The demographic data included sex, age (<60 years old,

>60 years old), body mass index (<18.5 kg/m2, 18.5–22.9

kg/m2, 23.0–24.9 kg/m2, 25.0–29.9 kg/m2, >30 kg/m2), indications, level of education, functional capacity (<4 metabolic equivalents, >4 metabolic equivalents), duration of previous warfarin therapy (<1 year, 1–3 years, 3–5 years,

>5 years), history of smoking and alcohol consumption, comorbidities, and laboratory data (including estimated glomerular filtration rate [eGFR], prestudy TTR, total bilirubin, direct bilirubin, serum glutamic-oxaloacetic transaminase [SGOT], and serum glutamic pyruvic transaminase [SGPT]).

The primary outcome measure was the time in


Fig. CONSORT flow diagram of participant enrollment and study progression.

therapeutic range (TTR), a quality measure commonly used for anticoagulation therapy with warfarin.17 The TTR represents the percentage of time when the INR is in the 2.0 to 3.0 target range across a given period.18 In the present study, the TTR was calculated as the number of times that the INR was within the therapeutic range divided by the total number of times that the INR was evaluated during the observation period. We defined a “good TTR” as a level of 60% or more.19 Apart from the TTR, the 6 monthly INR follow-up data points were monitored and categorized into three ranges: therapeutic, subtherapeutic, and supratherapeutic. The participants were assigned to the therapeutic-range group if all of their follow-up data were in the range of 2.0–3.0, the subtherapeutic-range group if at least one of the follow-up INR values was below 2.0, and the supratherapeutic-range group if at least one of the follow-up INR values was above 3.0. The secondary outcomes were the relationship between drug‒drug interactions and the TTR, and the occurrence of warfarin-related complications.

Interventions

Participants were randomly assigned to either an intervention group or a control group by computer randomization. Those in the intervention group received standard treatment and instructions on utilizing two smartphone applications, while those in the control group were limited to standard treatment alone. Standard therapy, provided by pharmacists at Siriraj Hospital’s Warfarin Clinic, included conventional pharmacological management, direct patient education regarding warfarin, the distribution of information brochures, and a calendar with significant dates marked.

The intervention involved the “Drug Diary” application and the “LINE” application. The Drug Diary application is designed to enhance medication adherence by alerting patients about their medication schedules and dosages. The application is accessible at no cost on either the Android or the IOS platform. Intervention group participants received assistance in downloading the application, along with comprehensive training for both patients and their caregivers on its use.
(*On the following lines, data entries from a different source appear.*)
PR #577, opened 2024-03-14
Adding new exception type for workflow step failures

amitgalitz:
### Description
Adds a new exception type to differentiate between errors that are due to flow-framework's fault during provisioning vs errors that are due to the downstream plugin's faults.

Also fixed error handling on deprovision:
previously if we gave a payload to the deprovision request we got a 500 error of `Channel is already closed`

The two error types: 

```
"error": "org.opensearch.flowframework.exception.WorkflowStepException during step create_ingest_pipeline, restStatus: BAD_REQUEST"
"error": "org.opensearch.flowframework.exception.WorkflowStepException during step create_ingest_pipeline, restStatus: BAD_REQUEST"
```

### DIFF
--- a/src/main/java/org/opensearch/flowframework/rest/RestCreateWorkflowAction.java
+++ b/src/main/java/org/opensearch/flowframework/rest/RestCreateWorkflowAction.java
@@ -20,7 +20,6 @@ import org.opensearch.core.xcontent.XContentParser;
 import org.opensearch.flowframework.common.DefaultUseCases;
 import org.opensearch.flowframework.common.FlowFrameworkSettings;
 import org.opensearch.flowframework.exception.FlowFrameworkException;
-import org.opensearch.flowframework.exception.WorkflowStepException;
 import org.opensearch.flowframework.model.Template;
 import org.opensearch.flowframework.transport.CreateWorkflowAction;
 import org.opensearch.flowframework.transport.WorkflowRequest;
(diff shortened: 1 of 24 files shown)


src/main/java/org/opensearch/flowframework/rest/RestCreateWorkflowAction.java
```diff
@@ -123,9 +124,14 @@ protected RestChannelConsumer prepareRequest(RestRequest request, NodeClient cli
...
-                        ? (FlowFrameworkException) exception
-                        : new FlowFrameworkException("Failed to create workflow.", ExceptionsHelper.status(exception));
+                    FlowFrameworkException ex;
+                    if (exception instanceof WorkflowStepException) {
+                        ex = (WorkflowStepException) exception;
+                    } else if (exception instanceof FlowFrameworkException) {
+                        ex = (FlowFrameworkException) exception;
+                    } else {
+                        ex = new FlowFrameworkException("Failed to create workflow.", ExceptionsHelper.status(exception));
+                    }
```
owaiskazi19, line 134:
```suggestion
                   FlowFrameworkException ex = (exception instanceof WorkflowStepException)
                             ? (WorkflowStepException) exception
                             : (exception instanceof FlowFrameworkException)
                              ? (FlowFrameworkException) exception
                       : new FlowFrameworkException("Failed to create workflow.", ExceptionsHelper.status(exception));
```

owaiskazi19 (commented):
Tests are not failing currently because `WorkflowStepException`  extends`FlowFrameworkException` but we should change the rest test cases to check for `WorkflowStepException`.

amitgalitz:
> Tests are not failing currently because `WorkflowStepException` extends`FlowFrameworkException` but we should change the rest test cases to check for `WorkflowStepException`.

Actually there is another reason for this also, that makes me debate if we even need this here. We actually don't return the WorkflowStepException in the rest here ever because we just write it to the error field in the index if it happens during the step. User gets the workflow ID back

amitgalitz:
> > Tests are not failing currently because `WorkflowStepException` extends`FlowFrameworkException` but we should change the rest test cases to check for `WorkflowStepException`.
> 
> Actually there is another reason for this also, that makes me debate if we even need this here. We actually don't return the WorkflowStepException in the rest here ever because we just write it to the error field in the index if it happens during the step. User gets the workflow ID back

@joshpalis lmk if you have any opposition to just adding the WorkflowStepException and not changing the rest classes due to above reason

joshpalis:
> @joshpalis lmk if you have any opposition to just adding the WorkflowStepException and not changing the rest classes due to above reason

No concerns, looks good to me

joshpalis (approved):

src/main/java/org/opensearch/flowframework/rest/RestCreateWorkflowAction.java
amitgalitz: removed this code completely

owaiskazi19 (approved):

The LINE application enabled the intervention group participants to submit images and details of nonwarfarin medications to the research team for assessment of potential interactions with warfarin. Group assignment, baseline demographic and clinical data were collected for all participants by a researcher, who was not engaged in the outcome assessment. Follow-up assessments, including monthly International Normalized Ratio (INR) evaluations for six months, were conducted

by Warfarin Clinic pharmacists. These assessments also included a review of any other medications taken in the preceding month and the recording of any adverse effects related to warfarin, such as abnormal bleeding or hospitalization. For those in the intervention group, adherence to the app was gauged by comparing the warfarin pill count logged in the app against the actual pill count derived from the prescribed amount minus the quantity remaining at follow-up. Participants showing a discrepancy of 10% or more were excluded from the study.

Statistical analysis

The sample size for this investigation was determined using nQuery Advisor software. The calculation drew upon baseline TTR data sourced from the Warfarin Clinic at Siriraj Hospital, which was established at 48.5%. The TTR was calculated by Rosendaal method.25 The study posited that the intervention would enhance TTR by a minimum of 35% from the baseline, achieving a target TTR of 65.5%. With a standard deviation of 18.9, an alpha level of 0.05, and a power of 80%, the required sample size was established at 20 participants per group. Anticipating a 20% dropout rate, the adjusted sample size was set at 25 individuals per group.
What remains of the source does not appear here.